*** Opening of Data for review ***
PR #3619, opened 2023-01-29
refactor(core): get rid of sqlite and just use file-backed config stores 

edvald:
This substantially cuts down on startup time and general build complexity.

Along the way, we make sure users can have a cloud auth token for each
Garden Cloud domain, which will if nothing else simplify development.

For good measure, this introduces the first bits of zod schemas into our
codebase, which is long overdue.

Best to look at the individual commits to dig into the refactors.


core/src/process.ts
*** Close of Data for review ***
Task requirements:
In the answer, return exactly the lines from the line containing "For good measure, this" to the end of the records above, and no others.

Response for this exercise:
For good measure, this introduces the first bits of zod schemas into our
codebase, which is long overdue.

Best to look at the individual commits to dig into the refactors.


core/src/process.ts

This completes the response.